[Saved entries]
-----

PR #587, opened 2024-04-04
fix(bootstrap): reset storage model when navigating back

d-loose:
This ensures that the storage model is reset if the user decides to go back in the flow and select a different option.

I've tried to clarify the meaning of `NextWizardButton`'s `onReturn` parameter (which was previously called `onExecute` and `onBack` before that). We should definitely spend some time on refactoring `ubuntu_wizard` in the future, since some of the mechanisms involved are quite tricky and hard to understand.

Another issue is that there are multiple ways of modifying the behavior of the buttons in the bottom bar of the new `HorizontalPage`: either by overriding the entire `bottomBar` or by passing arguments such as `isNextEnabled` that modify the *default* bar. I've added an assertion to assure that those parameters aren't specified at the same time. I'd rather remove one of those options in the future, though.

### DIFF
--- a/packages/ubuntu_wizard/lib/src/wizard_button.dart
+++ b/packages/ubuntu_wizard/lib/src/wizard_button.dart
@@ -218,7 +218,7 @@ class NextWizardButton extends StatelessWidget {
     this.highlighted = false,
     this.arguments,
     this.onNext,
-    this.onExecute,
+    this.onReturn,
   });
 
   final String? label;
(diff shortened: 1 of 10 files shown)


packages/ubuntu_wizard/lib/src/wizard_button.dart
```diff
@@ -228,7 +228,10 @@ class NextWizardButton extends StatelessWidget {
   final bool highlighted;
   final Object? arguments;
   final WizardCallback? onNext;
-  final WizardCallback? onExecute;
+
+  /// Called when returning to the current route after navigating to the next one.
+  /// (e.g. when pressing the back button on the next page)
+  final WizardCallback? onReturn;
```
spydon, line 234: It's weird that the button is responsible for this... But that is for a later refactor.

spydon (approved):
Lgtm

packages/ubuntu_wizard/lib/src/wizard_button.dart
d-loose: Yes, it's quite ugly too carry around a chain of coroutines like this - and terribly annoying to debug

-----

Could the data above be set down exactly, in full?

PR #587, opened 2024-04-04
fix(bootstrap): reset storage model when navigating back

d-loose:
This ensures that the storage model is reset if the user decides to go back in the flow and select a different option.

I've tried to clarify the meaning of `NextWizardButton`'s `onReturn` parameter (which was previously called `onExecute` and `onBack` before that). We should definitely spend some time on refactoring `ubuntu_wizard` in the future, since some of the mechanisms involved are quite tricky and hard to understand.

Another issue is that there are multiple ways of modifying the behavior of the buttons in the bottom bar of the new `HorizontalPage`: either by overriding the entire `bottomBar` or by passing arguments such as `isNextEnabled` that modify the *default* bar. I've added an assertion to assure that those parameters aren't specified at the same time. I'd rather remove one of those options in the future, though.

### DIFF
--- a/packages/ubuntu_wizard/lib/src/wizard_button.dart
+++ b/packages/ubuntu_wizard/lib/src/wizard_button.dart
@@ -218,7 +218,7 @@ class NextWizardButton extends StatelessWidget {
     this.highlighted = false,
     this.arguments,
     this.onNext,
-    this.onExecute,
+    this.onReturn,
   });
 
   final String? label;
(diff shortened: 1 of 10 files shown)


packages/ubuntu_wizard/lib/src/wizard_button.dart
```diff
@@ -228,7 +228,10 @@ class NextWizardButton extends StatelessWidget {
   final bool highlighted;
   final Object? arguments;
   final WizardCallback? onNext;
-  final WizardCallback? onExecute;
+
+  /// Called when returning to the current route after navigating to the next one.
+  /// (e.g. when pressing the back button on the next page)
+  final WizardCallback? onReturn;
```
spydon, line 234: It's weird that the button is responsible for this... But that is for a later refactor.

spydon (approved):
Lgtm

packages/ubuntu_wizard/lib/src/wizard_button.dart
d-loose: Yes, it's quite ugly too carry around a chain of coroutines like this - and terribly annoying to debug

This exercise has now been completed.